[jon.kiparsky]

Here's a fun problem to chew on.

I assert that all 4-digit palindromic numbers are multiples of 11. Can you prove or disprove this assertion?

[sepp2k]

Since the set of 4-digit palindromic numbers is finite (and not even very large), this could easily proven or disproven by exhaustive search, but here's a different approach:

Spoiler

If any number x is divisible by 11 and y-x is divisible by 11, then y is also divisible by 11 (the same is true for any other number than 11, of course, but that doesn't matter here).

All palindromic 4-digt numbers have the form XYYX where X and Y are single digits. If Z is a digit larger than Y, then XYYX - XZZX is equal to 110 * (Z - Y). That number is divisible by 11 because 110 is divisible by 11. So if for any digit X, X00X is divisible by 11, XYYX will also be divisible by 11 for all digits Y. Since 1001 is divisible by 11, we now know that 1YY1 is divisible by 11 for any digit Y.

For any digit X, let Y be X+1. Y00Y - X99X is 11. Thus if X99X is divisible by 11, Y00Y is divisible by 11 (and so is YZZY for any digit Z by the logic of the previous paragraph). So since 1001 is divisible by 11 and 1001 is the smallest 4-digit palindromic number, we can conclude through complete induction that all 4-digit palindromes are divisible by 11).

Generalizing this proof to apply to all n-digit palindromes where n is an even number is left as an exercise for the reader.

[jon.kiparsky]

Nice one, that's exactly the logic I used. But then I started working at it, and I believe it's further provable that this is true for any base b.

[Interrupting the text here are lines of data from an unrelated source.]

PR #32, opened 2019-07-28
Add the `:DogeGenerate` command to generate documentation

RobertAudi:
# Prelude

# Why this PR?

This just adds a command – `:DogeGenerate` – to generate documentation.

_**Note:** The `vimdoc` command did not add anything to the help file, so I took the initiative to add a section manually. I can remove it if necessary._

### DIFF
--- a/README.md
+++ b/README.md
@@ -39,7 +39,7 @@ on a function, press `<Leader>d`, jump quickly through `TODO` items using
     + [`g:doge_mapping_comment_jump_backward`](#gdoge_mapping_comment_jump_backward)
     + [`g:doge_comment_interactive`](#gdoge_comment_interactive)
 - [Commands](#commands)
-  * [`:DogeGenerate`](#dogegenerate)
+    + [`:DogeGenerate`](#dogegenerate)
 - [Help](#help)
 - [FAQ](#faq)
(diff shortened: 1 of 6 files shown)


kkoomen:
Hi,

in [a47e59a](https://github.com/kkoomen/vim-doge/pull/32/commits/a47e59a8bea24375c69a57e92ae12131f98644d8) I did adjust the command declaration. The only thing that doesn't work with the `DogeGenerate` command is that the interactive mode doesn't seem to work for me. 

Apparently the [`l:todo_count`](https://github.com/kkoomen/vim-doge/blob/a47e59a8bea24375c69a57e92ae12131f98644d8/autoload/doge/generate.vim#L140) seems to be 0. It counts the number of `TODO` items in the comment. If there is 1 or more, it will jump to the first `TODO` item. For some reason it doesn't update the current buffer when doing a substitution. This has to do with my local vimrc since I've set `lazyredraw` in my local vimrc. I'll try to fix this.

kkoomen:
Sorry, using the `<Plug>` was the problem. I've removed this in the current commit and it's fixed now.

kkoomen:
This bug has been fixed and released in [v1.10.0](https://github.com/kkoomen/vim-doge/tree/v1.10.0).

PR #43, opened 2019-09-08
Use buffer mappings

mg979:
# Prelude

- [ x] I have ~read and understood~ currently no time for the [Contribution Guidelines](https://github.com/kkoomen/vim-doge/blob/master/CONTRIBUTING.md).
- [ x] I have ~read and understood~ currently no time for the [Code of Conduct](https://github.com/kkoomen/vim-doge/blob/master/CODE_OF_CONDUCT.md).

# Why this PR?

`<Tab>` and `<S-Tab>` are the most obvious mappings, but to dedicate them to
doge (and in all modes) is very demanding. Use buffer mappings instead,
so that they are only active in 'doge-mode', and unmapped when finished.

Deactivation is either automatic (end of placeholders, press outside of
comment area) or manual (main mapping is pressed again).

The first commit didn't give me troubles. The second commit requires some testing (I had a recursion once, then I changed it and it looks ok but some more testing is needed).

### DIFF
--- a/autoload/doge.vim
+++ b/autoload/doge.vim
@@ -5,13 +5,64 @@ set cpoptions&vim
 " @public
 " Generates documentation based on available patterns in b:doge_patterns.
 function! doge#generate() abort
+  if exists('b:doge_interactive')
+    return doge#deactivate()
+  endif
+  let success = 0
   if exists('b:doge_patterns')
     for l:pattern in get(b:, 'doge_patterns')
       if doge#generate#pattern(l:pattern) == v:false
         continue
+      else
+        let success = 1
       endif
-      return 1
+      if success
+        call doge#activate()
+      endif
+      return success
     endfor
+  endif
+endfunction
+
+""
+" @public
+" Activate doge mappings
+function! doge#activate() abort
+  let [f, b] = [g:doge_mapping_comment_jump_forward, g:doge_mapping_comment_jump_backward]
+  execute 'nmap <nowait><silent><buffer>' f '<Plug>(doge-comment-jump-forward)'
+  execute 'nmap <nowait><silent><buffer>' b '<Plug>(doge-comment-jump-backward)'
+  execute 'imap <nowait><silent><buffer>' f '<Plug>(doge-comment-jump-forward)'
+  execute 'imap <nowait><silent><buffer>' b '<Plug>(doge-comment-jump-backward)'
+  execute 'smap <nowait><silent><buffer>' f '<Plug>(doge-comment-jump-forward)'
+  execute 'smap <nowait><silent><buffer>' b '<Plug>(doge-comment-jump-backward)'
+  if get(g:, 'doge_activation_message', 1)
+    echo '[vim-doge] '
+    echohl Label
+    echon 'activated'
+    echohl None
+  endif
+endfunction
+
+""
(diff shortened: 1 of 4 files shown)


autoload/doge.vim
```diff
@@ -5,15 +5,66 @@ set cpoptions&vim
...
+  endif
+  let success = 0
   if exists('b:doge_patterns')
     for l:pattern in get(b:, 'doge_patterns')
       if doge#generate#pattern(l:pattern) == v:false
         continue
+      else
+        let success = 1
+      endif
+      if success
```
kkoomen: Use explicit check, such as: `if success == v:true`

autoload/doge.vim
```diff
@@ -5,15 +5,66 @@ set cpoptions&vim
 " @public
 " Generates documentation based on available patterns in b:doge_patterns.
 function! doge#generate() abort
+  if exists('b:doge_interactive')
```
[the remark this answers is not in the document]
mg979: In this branch it's working this way:

- `g:doge_comment_interactive` is false? mappings are not applied

Otherwise:

1. `\d` starts doge, and applies buffer mappings
2. `<Tab>/<S-Tab>` can cycle from last to first and viceversa, so you can start in the middle, press tab and you are brought to the ones you left behind, if not finished yet
3. `\d` again ? stop doge and unmap buffer mappings
4. whenever the last placeholder is reached, it stops and buffer mappings are removed
5. mappings are also removed if pressed outside of comment area

So the problem for you is that you don't want `\d` to disable mappings? The 'toggling' (3.) can be removed.

autoload/doge.vim
```diff
@@ -5,15 +5,69 @@ set cpoptions&vim
...
+  endif
+  let [f, b] = [g:doge_mapping_comment_jump_forward, g:doge_mapping_comment_jump_backward]
+  execute 'nmap <nowait><silent><buffer>' f '<Plug>(doge-comment-jump-forward)'
+  execute 'nmap <nowait><silent><buffer>' b '<Plug>(doge-comment-jump-backward)'
+  execute 'imap <nowait><silent><buffer>' f '<Plug>(doge-comment-jump-forward)'
+  execute 'imap <nowait><silent><buffer>' b '<Plug>(doge-comment-jump-backward)'
+  execute 'smap <nowait><silent><buffer>' f '<Plug>(doge-comment-jump-forward)'
+  execute 'smap <nowait><silent><buffer>' b '<Plug>(doge-comment-jump-backward)'
+  if get(g:, 'doge_activation_message', 0)
+    echo '[vim-doge] '
```
kkoomen: `[vim-doge]` should be `[DoGe]`.

kkoomen:
FYI: I will check the tests later this week.

mg979:
I rebased and made tests pass. Tests were probably failing because hitting `Tab` would cycle among placeholders also with default setup (no buffer mappings). I think it's a desirable behaviour, but tests are not made with it in mind. If you would like to make placeholder-cycling the default, one test should be fixed.

Right now every difference is optional and must be enabled with
```
let g:doge_buffer_mappings = 1
```

mg979:
This PR can be simplified a lot, I'm dumping it and making a new one.

PR #46, opened 2019-09-11
Ensure lazyredraw is enabled

mg979:
Enable lazyredraw in doge#activate(), if disabled.
Reenable in doge#deactivate() if enabled by DoGe.

# Prelude

# Why this PR?

[A clear and concise description of why this PR has been made]

### DIFF
--- a/autoload/doge.vim
+++ b/autoload/doge.vim
@@ -25,6 +25,12 @@ endfunction
 " @public
 " Activate doge buffer mappings, if option is set.
 function! doge#activate() abort
+  " Ensure lazyredraw is enabled
+  if &lazyredraw == v:false
+    set lazyredraw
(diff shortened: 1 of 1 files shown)


mg979:
It makes tests fail for some reason.

kkoomen:
It fails because I don't think [Vader](https://github.com/junegunn/vader.vim) is able to handle it. Unfortunately they have no issues about the lazyredraw in their issue tracker.

I think we should get rid of `lazyredraw` and maybe do something with `&hlsearch`. This is a better option and also for the tests.

Anyway, going to bed now. You can try to fix it in the meanwhile if possible.

mg979:
Thanks, this won't work so I'm closing it.

PR #49, opened 2019-09-11
Ensure lazyredraw is enabled (2)

mg979:
# Prelude

# Why this PR?

Similar to #46, but it is controlled by a global variable, that can be set to 0 to disable the check. I don't think it's important to document it because it can only be beneficial, at the same time the test vimrc must be able to disable it.

I'd prefer this approach to the discussed `hlsearch` one (that can also work), because if `hlsearch` isn't restored it can be annoying.

This can happen because right now mappings deactivation is not automatic, it waits for a `Tab` that can't find anything (as it was before, when there weren't buffer mappings).

`lazyredraw` is harmless in comparison and it's pointless not to use it because Vader apparently doesn't support it.

The second commit simply restores the old search register after deactivation.

### DIFF
--- a/autoload/doge.vim
+++ b/autoload/doge.vim
@@ -7,7 +7,7 @@ set cpoptions&vim
 function! doge#generate() abort
   let l:success = 0
 
-  " Store old search register
+  " Store old search register.
   let s:oldsearch = @/
 
   if exists('b:doge_patterns')
@@ -29,7 +29,7 @@ endfunction
 " @public
 " Activate doge buffer mappings, if option is set.
 function! doge#activate() abort
-  " Ensure lazyredraw is enabled
+  " Ensure lazyredraw is enabled.
   if get(g:, 'doge_lazyredraw', 1) && &lazyredraw == v:false
     set lazyredraw
     let s:doge_lazyredraw = 1


autoload/doge.vim
```diff
@@ -6,6 +6,10 @@ set cpoptions&vim
 " Generates documentation based on available patterns in b:doge_patterns.
 function! doge#generate() abort
   let l:success = 0
+
+  " Store old search register
+  let s:oldsearch = @/
```
kkoomen: What's the reason that this is not in the `doge#activate()` function?

autoload/doge.vim
```diff
@@ -44,8 +54,16 @@ endfunction
...
 function! doge#deactivate() abort
+  " Disable lazyredraw if it was previously enabled
+  if exists('s:doge_lazyredraw')
+    set nolazyredraw
+    unlet s:doge_lazyredraw
+  endif
   unlet b:doge_interactive
 
+  " Restore saved search register
+  let @/ = s:oldsearch
```
kkoomen: Shouldn't we put this inside `if exists('s:doge_lazyredraw')...endif`? We use this trick because of the `lazyredraw` issue, right?

kkoomen:
Besides the two comments: happy you came with another solution and I think it's a good option for now.

autoload/doge.vim
mg979: Because in `doge#activate()` the `TODO` pattern has already overwritten the old search pattern, it's triggered after the comment has been successfully added.

autoload/doge.vim
mg979: Sorry for the confusion.. the register saving/restoring has nothing to do with lazyredraw, it should have gone in another PR. It's meant to restore the search pattern after that it has been set to `TODO...` and mappings are deactivated.

PR #51, opened 2019-10-06
Deactivate doge if no placeholders left

mg979:
Check on InsertLeave if there are placeholders left, if not, deactivate
doge.

# Prelude

# Why this PR?

Before this PR, after the last placeholder was consumed, the first Tab keypress would still use doge mapping, which is undesiderable. It checks on InsertLeave, so that if the placeholder is reached, but not consumed, doge remains active.

### DIFF
--- a/autoload/doge/comment.vim
+++ b/autoload/doge/comment.vim
@@ -151,7 +151,6 @@ function! doge#comment#update_interactive_comment_info() abort
       let b:doge_interactive['lnum_comment_end_pos'] = l:lnum_comment_end_pos - 1
     endif
 
-
     " Update the amount of TODO items left.
     let b:doge_interactive['todo_count'] = doge#helpers#count(
           \ s:comment_placeholder,
--- a/autoload/doge/comment.vim
+++ b/autoload/doge/comment.vim
@@ -150,13 +150,6 @@ function! doge#comment#update_interactive_comment_info() abort
 
       let b:doge_interactive['lnum_comment_end_pos'] = l:lnum_comment_end_pos - 1
     endif
-
-    " Update the amount of TODO items left.
-    let b:doge_interactive['todo_count'] = doge#helpers#count(
-          \ s:comment_placeholder,
-          \ b:doge_interactive['lnum_comment_start_pos'],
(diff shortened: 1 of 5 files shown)


kkoomen:
I added proper documentation to the function, adjusted the function name to be more global and I did use the helpers function `doge#helpers#count()` to simplify the code. I moved your function code to the `TextChangedI` callback function and there it will properly update the new `todo_count` variable in `b:doge_interactive`. Your function will then only check if the amount of TODO items is `0` and will deactivate when the statement evaluates.

Any suggestions / recommendations or possible drawbacks towards my implementation I haven't thought about?

mg979:
Unfortunately this way TextChanged doesn't work, because if placeholders are deleted in normal mode that counter won't be updated (because it's updated when jumping). I tried a similar approach in my very first PR (checking the count) and I didn't like it. If you want it to work with TextChanged I don't think there are alternatives to search for the pattern in the autocommand, but it's not that there are performance issues or anything, so I don't see the problem.

kkoomen:
Agree, I haven't thought about that, but wasn't for of this while I implemented it. I changed the implementation by moving the update part in the `TextChangedI` function to your function. This works perfectly as I see for now. Agree?

mg979:
You sure it's working now? tabbing in insert mode seems broken to me.

kkoomen:
I do have the same. Didn't test insert-mode last time. This has to do with the `doge#helpers#count` function. It seems to be the `let l:cnt = execute(l:range . 's/' . a:word . '//gn')` line and I have no idea why. If I remove this and just `return 4` then it doesn't occur that the count returns `0`.

mg979:
I think you should learn a thing or two from [this guy](https://www.youtube.com/watch?v=seLT7M3OAgk&feature=youtu.be&t=393). Then maybe you can tell me what was wrong with the function I wrote :).

kkoomen:
I reverted back to your previous commit. The reason I prefer my version is because your code is redundant while there is a helper function that _should_ work, but the helper function is not being called at the auto-command`InsertLeave` so I'll just leave it at your version. That's fine for now.

PR #244, opened 2026-05-31
Auto-close sessions on clean process exit

victorarias:
## What

When a session's process exits **cleanly** (exit code 0, no signal), the session now closes itself instead of leaving a dead `[Process exited with code 0]` pane that you can only manually close. Sessions that **crash or are killed** (non-zero exit / signal) stay open so the error and exit code remain visible.

Closes the annoyance where quitting a shell/agent left a useless lingering pane.

## How

- `useDaemonSocket` gains an `onSessionExited` callback fired on the daemon's `session_exited` event (`{ id, exitCode, signal }`).
- `App.tsx` bridges that into `AppContent`'s existing pane-aware close path (`handleRequestCloseSession`) via a small ref — so **worktree cleanup, focus fallback, and utility-pane handling are reused**, not reimplemented. Closing the exited pane collapses to removing the session/workspace when it's the last pane.
- Gate is `exitCode === 0 && !signal`. Reloads/closes kill with SIGTERM (signaled exit), so they're naturally excluded and a reloading session is never yanked out from under its respawn.
- Uses the **daemon** event rather than the PTY-bridge `exit` because the mock PTY backend emits a code-0 `exit` on every kill, which would cause false closes in tests.

## Testing

- **Unit:** `useDaemonSocket.test.tsx` asserts the hook forwards both clean and signal exits. Full frontend suite + `tsc` green.
- **Real-app harness:** new `scenario-autoclose-on-exit` drives the packaged app against real shell PTYs — clean `exit` unregisters the session (daemon + sidebar), `exit 1` renders the banner and keeps the session. Registered in the serial matrix.
- **Manual (packaged dev app):** verified shell clean exit auto-closes, shell `exit 1` stays, and a **codex** agent clean quit also auto-closes.

Run the new scenario:
```
ATTN_HARNESS_PROFILE=dev pnpm --dir app run real-app:scenario-autoclose-on-exit
```

## Known boundary

Sessions that exit while no frontend is connected (e.g. across a daemon restart) come back as `idle` on reconnect with no live `session_exited`, so they aren't retro-closed. Out of scope here; can follow up if wanted.

### DIFF
--- a/CHANGELOG.md
+++ b/CHANGELOG.md
@@ -9,6 +9,7 @@ Format: `[YYYY-MM-DD]` entries with categories: Added, Changed, Fixed, Removed.
 ## [2026-05-31]
 
 ### Changed
+- **Auto-Close On Exit**: When a session's process exits cleanly (exit code 0), the session now closes itself instead of leaving a dead `[Process exited]` pane around. Sessions that crash or are killed (non-zero exit) stay open so you can still read the error.
 - **Workspace Muting**: Muting now applies to whole workspaces instead of individual sessions. Muted workspaces move to the muted section together with all of their sessions, and session rows no longer expose mute controls.
 
 ### Removed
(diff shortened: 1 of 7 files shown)


figgyster (approved):
This looks safe to merge. The clean-exit path reuses the existing pane close machinery instead of inventing a second cleanup path, and the signal/non-zero split preserves the “crash stays visible” contract.

I ran `git diff --check`, `pnpm --dir app test -- useDaemonSocket.test.tsx`, and `pnpm --dir app exec tsc --noEmit` locally. GitHub Frontend is still pending, but no blockers from me.

PR #246, opened 2026-05-31
release: v0.10.0

victorarias:
Release v0.10.0.\n\nBumps app package, Tauri config, Cargo manifest, and Cargo lock versions from 0.9.4 to 0.10.0.\n\nValidation already run by scripts/release.sh before this PR:\n- go test ./...\n- pnpm --dir app run build\n- pnpm --dir app test

### DIFF
--- a/app/e2e/terminal-interactions.spec.ts
+++ b/app/e2e/terminal-interactions.spec.ts
@@ -350,6 +350,7 @@ test.describe('Ghostty terminal interactions', () => {
   test('keeps copied selection attached to its text while scrolling', async ({ page, context, daemon }) => {
     await context.grantPermissions(['clipboard-read', 'clipboard-write']);
     const terminal = await openTerminalSession(page, daemon, 's-selection-scroll');
+    await page.evaluate(() => navigator.clipboard.writeText(''));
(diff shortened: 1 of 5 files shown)


figgyster (commented):
Version bump looks consistent across the app package, Tauri config, Cargo manifest, and lockfile. I also checked the diff for whitespace issues and verified all touched version fields resolve to `0.10.0`.

No code blocker from me. I’m leaving this as a comment rather than approval only because the Frontend check is still pending; if that goes green, this release PR looks mergeable.

figgyster (commented):
The release metadata is consistent at `0.10.0`, and the follow-up terminal-selection E2E tweak is the right kind of boring: clear clipboard first, then use page-level coordinates so the selection drag lands where the rendered terminal actually is.

Local checks passed:
- version consistency across `app/package.json`, Tauri config, Cargo manifest, and Cargo lock
- `go build -o ./attn ./cmd/attn`
- `pnpm --dir app exec playwright test app/e2e/terminal-interactions.spec.ts -g "keeps copied selection attached to its text while scrolling"`

No code blockers from me. I’m leaving this as a comment rather than approval because the Frontend and Tauri CI checks are still running; if those go green, this looks mergeable.

PR #248, opened 2026-06-01
fix(workspaces): prune stale empty workspace rows

victorarias:
## Intent / Why

Startup recovery could reap sessions without removing their workspace associations. That left stale empty workspace rows persisted in SQLite, causing old workspaces such as `attn--feat-snipe` to reappear in the sidebar after restart.

## Summary

- route startup and worker-backend session reaping through workspace association and layout cleanup
- remove already-persisted orphan workspace rows while preserving freshly registered empty workspaces that are still waiting for their first spawn
- clean workspace associations when deleting a worktree
- document that `make dev` is preferred during iteration, while verified fixes should be installed for the user with production `make`
- add daemon regression coverage and a user-facing changelog entry

## Test plan

- [x] `go test ./internal/store`
- [x] `git diff --check origin/main...HEAD`
- [x] `make dev`
- [x] `make`
- [x] Confirm production restart removes the persisted `attn--feat-snipe` workspace row from `~/.attn/attn.db`

### DIFF
--- a/AGENTS.md
+++ b/AGENTS.md
@@ -25,14 +25,14 @@ Use `make install` as the default source/dev install path; it rebuilds and insta
 
 ### Iterating On Attn Itself (Attn-On-Attn Testing)
 
-When changing attn code while the user has a live attn install running, **never** run `make install` or `make install-daemon` — they overwrite the live `attn.app` / restart its daemon mid-session. Use the dev sibling install instead:
+While iterating on attn code, prefer the dev sibling install so rebuilds do not repeatedly interrupt the live production app:
 
 ```bash
 make dev              # builds + installs ~/Applications/attn-dev.app, starts dev daemon on port 29849
 make install-daemon-dev  # faster: only rebuild the Go sidecar inside attn-dev.app
 ```
 
-The dev install is fully isolated: its own bundle identifier (`com.attn.manager.dev`), its own data dir (`~/.attn-dev/`), its own socket, its own port. Prod is never touched. `make install` and `make install-daemon` refuse at parse time if `ATTN_PROFILE` is set in the environment — if you hit that error, you meant `make dev`.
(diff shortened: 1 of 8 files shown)


figgyster (dismissed):
This looks safe to merge. Startup/session reaping now cleans the workspace association and layout paths too, and the orphan-prune keeps freshly registered empty workspaces out of the blast radius.

Local checks passed: `git diff --check origin/main...HEAD` and `go test ./internal/daemon ./internal/store`. CI is green where it ran.

figgyster (dismissed):
Codex caught a real recovery hole here, and my earlier approval was too optimistic.

`loadWorkspacesFromStore` runs with a fresh in-memory workspace registry on daemon restart. So a workspace persisted by `register_workspace` / `workspace_layout_add_session_pane` but not yet associated with a spawned session still has zero `SessionsInWorkspace`, is not in `d.workspaces.snapshot`, and gets deleted at startup. Since `RemoveWorkspace` also drops the layout, the queued `spawn_session` can come back to `unknown workspace` after restart — exactly the pending-workspace case this PR says it preserves.

Required before merge:
- preserve pending empty workspaces across restart, or add a persisted marker/age/other distinction that separates stale historical orphans from newly registered launch-window workspaces
- add a regression test that seeds the store like a real restart: workspace + layout, no session row, fresh registry, then `loadWorkspacesFromStore`

Local checks still pass (`git diff --check origin/main...HEAD`, `go test ./internal/daemon ./internal/store`), but they don’t cover this restart shape yet. Tiny timing window, nasty user-facing failure — the usual gremlin with a pocket watch.

figgyster (approved):
This fixes the restart hole Codex flagged: stale zero-session workspaces get pruned, but the launch-window workspace with a persisted `spawning` pane survives recovery instead of getting swept into the trash.

Local checks passed: `git diff --check origin/main...HEAD` and `go test ./internal/daemon ./internal/store`. No blockers from me.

That is, xFAAF/x11 = xebf exactly.

Oddly enough, this seems to be related to the fact that the digital sum of a multiple of (b-1) in base b always sums to b-1.

[Nikitin]

x*10^3 + y*10^2 + y*10 + x = 11 * (x*91 + y*10)

This post has been edited by Nikitin: 18 April 2013 - 12:45 PM

[rodint]

jon.kiparsky, on 18 April 2013 - 08:37 AM, said:

Here's a fun problem to chew on.

I assert that all 4-digit palindromic numbers are multiples of 11. Can you prove or disprove this assertion?

Let x = a*10^3 + b*10^2 + b*10 + a, where 0 < a,b < 10, a and b are integers.

x = a*1001 + b*110

Since 11|1001 and 11|110, 11|(a*1001 + b*110) for any integer a,b (and specifically for 0<a,b<10)

(This is from rule 7. http://primes.utm.ed...ge/divides.html )

Thus 11|x, which means x is a multiple of 11.

By construction of x, x is any 4-digit palindromic number, which means any 4-digit palindromic number is a multiple of 11.

[Momerath]

While your proof is good, your range is off. It should be 0 < a < 10 and 0 <= b < 10.